Imagine a perfume house, founded in 1730, which is still operating out of its original premises, run by members of that same family, creating beautiful fragrances for men and for women.
That’s Floris: an extraordinary chapter in itself in British perfumery – even if its founder, Juan Famenias Floris, happens to have been Spanish by birth, travelling to London to seek his fortune. Step inside the shop at 89 Jermyn Street, then, and you are truly stepping into fragrance history.
And in Floris‘s archive, if you’re really lucky, you might be able to see leather-bound books filled with orders from Queen Victoria, the Duke of Windsor, crowned heads of Europe – not to mention Marilyn Monroe: the receipt for her beloved Rose Geranium Bath Oil is below.

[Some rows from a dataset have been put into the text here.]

PR #1317, opened 2022-10-13
Elastic embedding

jpablomch:
### Changes

Enable elastic embedding for Neural Architecture Search

### Reason for changes

Used to create transformer-based super-networks

### Related tickets

N/A

### Tests

Tests included in PR.

### DIFF
--- a/nncf/common/pruning/utils.py
+++ b/nncf/common/pruning/utils.py
@@ -389,8 +389,8 @@ def get_input_channels(node: NNCFNode) -> int:
     :param node: Given prunable node.
     :return: Count of input channels of the given node.
     """
-    layer_attrs = node.layer_attributes # type: Union[ConvolutionLayerAttributes, LinearLayerAttributes,
-                                        #             EmbeddingLayerAttributes]
+    layer_attrs = node.layer_attributes \
+        # type: Union[ConvolutionLayerAttributes, LinearLayerAttributes, EmbeddingLayerAttributes]
     if isinstance(layer_attrs, ConvolutionLayerAttributes):
         return layer_attrs.in_channels
     if isinstance(layer_attrs, LinearLayerAttributes):
@@ -407,8 +407,8 @@ def get_output_channels(node: NNCFNode) -> int:
     :param node: Given prunable node.
     :return: Count of output channels of the given node.
     """
-    layer_attrs = node.layer_attributes # type: Union[ConvolutionLayerAttributes, LinearLayerAttributes,
-                                        #             EmbeddingLayerAttributes]
+    layer_attrs = node.layer_attributes \
+        # type: Union[ConvolutionLayerAttributes, LinearLayerAttributes, EmbeddingLayerAttributes]
     if isinstance(layer_attrs, ConvolutionLayerAttributes):
         return layer_attrs.out_channels
     if isinstance(layer_attrs, LinearLayerAttributes):
--- a/nncf/torch/dynamic_graph/wrappers.py
+++ b/nncf/torch/dynamic_graph/wrappers.py
@@ -217,6 +217,7 @@ def _collect_module_attrs_and_ignored_algorithms(ctx: TracingContext,
     return layer_attrs, ignored_algos
 
 
+# pylint:disable=too-many-return-statements
 def _get_layer_attributes(module: TorchModule, operator_name: str) -> BaseLayerAttributes:
     if operator_name == "group_norm":
         return GroupNormLayerAttributes(
--- a/tests/torch/nas/test_elastic_width.py
+++ b/tests/torch/nas/test_elastic_width.py
@@ -47,15 +47,6 @@ def _seed():
     manual_seed(0)
 
 
-@pytest.fixture(name='basic_model', params=(EmbeddingTwoSequentialFcLNTestModel, ConvTwoFcTestModel,
-                                            TwoConvAddConvTestModel, TwoSequentialConvBNTestModel))
-def fixture_basic_model(request):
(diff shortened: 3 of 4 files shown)


daniil-lyakhov:
Thank you for your contribution, @jpablomch!
Please rebase your PR on latest develop

nncf/common/pruning/operations.py
```diff
@@ -154,6 +154,18 @@ def mask_propagation(cls, node: NNCFNode, graph: NNCFGraph,
...
+class EmbeddingPruningOp(BasePruningOp):
+    @classmethod
+    def accept_pruned_input(cls, node: NNCFNode) -> bool:
+        return False
+
+    @classmethod
+    def mask_propagation(cls, node: NNCFNode, graph: NNCFGraph,
+                         tensor_processor: Type[NNCFPruningBaseTensorProcessor]) -> None:
+        output_mask = node.data.get('output_mask', None)
+        node.data['output_mask'] = output_mask
```
daniil-lyakhov, line 166: Should embedding layer have masks during pruning-aware training?

nncf/common/pruning/utils.py
```diff
@@ -387,11 +389,14 @@ def get_input_channels(node: NNCFNode) -> int:
     :param node: Given prunable node.
     :return: Count of input channels of the given node.
     """
-    layer_attrs = node.layer_attributes # type: Union[ConvolutionLayerAttributes, LinearLayerAttributes]
+    layer_attrs = node.layer_attributes \
+        # type: Union[ConvolutionLayerAttributes, LinearLayerAttributes, EmbeddingLayerAttributes]
```
ljaljushkin, line 393: It seems like a useless type hint for me that just creates a noise.
@daniil-lyakhov do you remember why do we need it?

nncf/experimental/torch/nas/bootstrapNAS/elasticity/elastic_width.py
```diff
@@ -514,7 +530,7 @@ def __init__(self, target_model: NNCFNetwork,
         self._add_dynamic_inputs = add_dynamic_inputs
 
         graph = self._target_model.get_original_graph()
-        prunable_types = [NNCFConv2d.op_func_name, NNCFLinear.op_func_name]
+        prunable_types = [NNCFConv2d.op_func_name, NNCFLinear.op_func_name, NNCFEmbedding.op_func_name]
```
ljaljushkin, line 533: "Prunable" types are defined in 2 different places. Potentially, it could lead to inconsistency and increasing burden for developers to make it the same. I'd refactor it by creating `ShapePruningProcessor` in builder and by passing it to handler.

ljaljushkin (approved):
I have only 2 comments. 
The first one is the minor, let's see what @daniil-lyakhov would say about it.
The second is about cleaning some “technical debts” that can be done is a separate PR.
I'm ok to merge it.

nncf/experimental/torch/nas/bootstrapNAS/elasticity/elastic_width.py
ljaljushkin: Should be resolved in a separate PR
https://github.com/openvinotoolkit/nncf/issues/1326

daniil-lyakhov:
Jenkins please retest this

nncf/common/pruning/operations.py
```diff
@@ -154,6 +154,18 @@ def mask_propagation(cls, node: NNCFNode, graph: NNCFGraph,
...
+
+
```
daniil-lyakhov, line 168: Is it used somewhere? The logic here allows to produce masks, but it's never used in the pruning algo.

ljaljushkin: It's used here: https://github.com/openvinotoolkit/nncf/blob/develop/nncf/experimental/torch/nas/bootstrapNAS/elasticity/elastic_width.py#L625
Embedding became a prunable type and part of `PT_PRUNING_OPERATOR_METATYPES`, we set elastic width encoded in the `output_mask` and propagate them. 
```python
algo = MaskPropagationAlgorithm(
            self._propagation_graph, PT_PRUNING_OPERATOR_METATYPES, PTNNCFPruningTensorProcessor)
        algo.mask_propagation()
```

nncf/common/pruning/utils.py
ljaljushkin: `node.layer_attributes` is not an input parameter. But it can be mentioned in the description of `graph`.

nncf/common/pruning/operations.py
daniil-lyakhov: I'm only concerned that filter pruning user doesn't expect embedding layer could possibly produce masks. It works now and doesn't introduce any side effects for FilterPruning as far as I understand(because embedding layer isn't updated with preop, and model analysis doesn't consider embedding as prunable), but in general this PruningOp looks unfinished from Filter Pruning algorithm side.
This change looks implicit, to enable elastic embedding for NAS algo but shown as common. I would be concerned if I would see this

ljaljushkin (changes requested):
The comment is valid and should be resolved prior to merge.
https://github.com/openvinotoolkit/nncf/pull/1317#discussion_r999592363
If Embedding is introduced in a common part, it should be supported by common filter pruning algorithm.
The alternative option to register a NAS specific EmbeddingOp that doesn't affect common Filter Pruning algorithm.

ljaljushkin:
Hi @jpablomch! This PR looks inactive.
If it is still relevant, please rebase and address comments, or close otherwise.

PR #1327, opened 2022-10-18
NNCF ONNX PTQ Add support of quantization of weights for elementwise operations

kshpv:
### Reason for changes

To get the correct quantization schema of Mask RCNN model.

### Related tickets

92537

### Tests

The test on algorithm for weight nodes detection is added


kshpv:
run onnx pre-commit tests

The original Floris shop front on Jeremy Street in London.
Floris customized Bath Oil receipt created for Marilyn Monroe.
In the precious recipe books, meanwhile, you can still find the recipe – dating back to the late 1700s – for ‘Limes Perfumes’, a scent which remains in Floris‘s portfolio today. And really, that’s Floris: rooted in the finest fragrance tradition, but with its finger on the pulse of what 21st Century perfume-lovers want.

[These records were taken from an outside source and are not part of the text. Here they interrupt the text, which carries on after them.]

PR #1319, opened 2022-10-13
Joint Pruning, Quantization and Distillation for Transformers

vuiseng9:
### Changes

Add movement pruning feature, enabling end-to-end compression for transformer inference acceleration via OpenVINO

### Tests

Some basic tests are included, team will continue to refactor, add tests to this pull request.

PR #1328, opened 2022-10-18
Updated patch for NNCF integration to the latest transformers release

ljaljushkin:
### Changes

Updated patch for NNCF integration to the latest transformers release (v4.23.1)

### Reason for changes

for smoother integration of JPQD #1319

### Related tickets

94449

### Tests

3rd party sanity

### DIFF
--- a/tests/torch/test_sanity_third_party.py
+++ b/tests/torch/test_sanity_third_party.py
@@ -21,7 +21,7 @@ from nncf.torch import BKC_TORCH_VERSION
 from tests.common.helpers import PROJECT_ROOT
 from tests.torch.helpers import Command
 
-TRANSFORMERS_COMMIT = "bff1c71e84e392af9625c345f9ea71f7b6d75fb3"
+TRANSFORMERS_COMMIT = "bd469c40659ce76c81f69c7726759d249b4aef49"
 INSTALL_PATH = PROJECT_ROOT.parent
 DATASET_PATH = os.path.join(PROJECT_ROOT, "tests", "torch", "data", "mock_datasets")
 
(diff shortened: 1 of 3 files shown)


tests/torch/test_sanity_third_party.py
```diff
@@ -204,7 +204,8 @@ def test_glue_distilbert_eval(self, temp_folder):
 
     @pytest.mark.dependency(depends=['install_trans'], name='lm_train')
     def test_lm_train(self, temp_folder):
-        com_line = "examples/pytorch/language-modeling/run_clm.py --model_name_or_path gpt2" \
+        # GPT2 is loaded via torch.frombuffer which is not available in torch==1.9.1 yet
+        com_line = "examples/pytorch/language-modeling/run_clm.py --model_name_or_path distilgpt2" \
```
ljaljushkin, line 208: GPT2 is loaded via `safetensor` functionality that uses `torch.frombuffer`. This function appears since torch1.10, but we support torch==1.9.1 only.

tests/torch/test_sanity_third_party.py
```diff
@@ -21,7 +21,7 @@
 from tests.common.helpers import PROJECT_ROOT
 from tests.torch.helpers import Command
 
-TRANSFORMERS_COMMIT = "bff1c71e84e392af9625c345f9ea71f7b6d75fb3"
+TRANSFORMERS_COMMIT = "bd469c40659ce76c81f69c7726759d249b4aef49"
```
ljaljushkin, line 24: v4.23.1

ljaljushkin:
@vshampor 3rd party sanity tests are green (Build 23)
the only degradation is `gpt2` model, which can't be loaded with pytorch 1.9.1.
Sanity tests use 'distilgpt2' instead, which doesn't have an issue with this version of pytorch.

vshampor (approved):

In 1820, Floris received its first of 16 Royal Warrants: Smooth-Pointed Comb Maker to King George IV. In addition to offering sought-after scents, Floris’s combs and brushes were hugely popular: Mary Shelley, author of Frankenstein and wife of the poet Percy Bysshe Shelley, wrote from abroad asking a friend to send in her next care package ‘two hairbrushes and a small toothbrush,’ from the store. Today, meanwhile, Floris holds two Royal warrants: Perfumers to HM The Queen Elizabeth II and Manufacturers of Toilet Preparations to HRH The Prince of Wales.
By the time of the celebrated Great Exhibition, in 1851, Floris offered some 112 different fragrances ‘for the handkerchief’. After the exhibition, Floris kitted out the Jermyn Street shop interior with beautiful Spanish mahogany bookcases which are still in place today, showcasing archive materials, and scented treats both traditional and contemporary.
Throughout the years, Floris has continued to attract a distinguished clientele. Another gem from the archive: an invoice from 1934 for fragrances bought by Winston Churchill, including for Stephanotis and Special No. 127, which also remain in the collection today. Fast-forward to the 1970s, and a bottle of No. 89 for Men accompanied Sir Ranulph Fiennes and his team on an expedition to the Arctic.
And to celebrate their 280th anniversary, Floris launched just 280 bottles of their new 280 eau de parfum: a sumptuous floral Oriental creation inspired by one of the richest heritages in perfumery, anywhere in the world.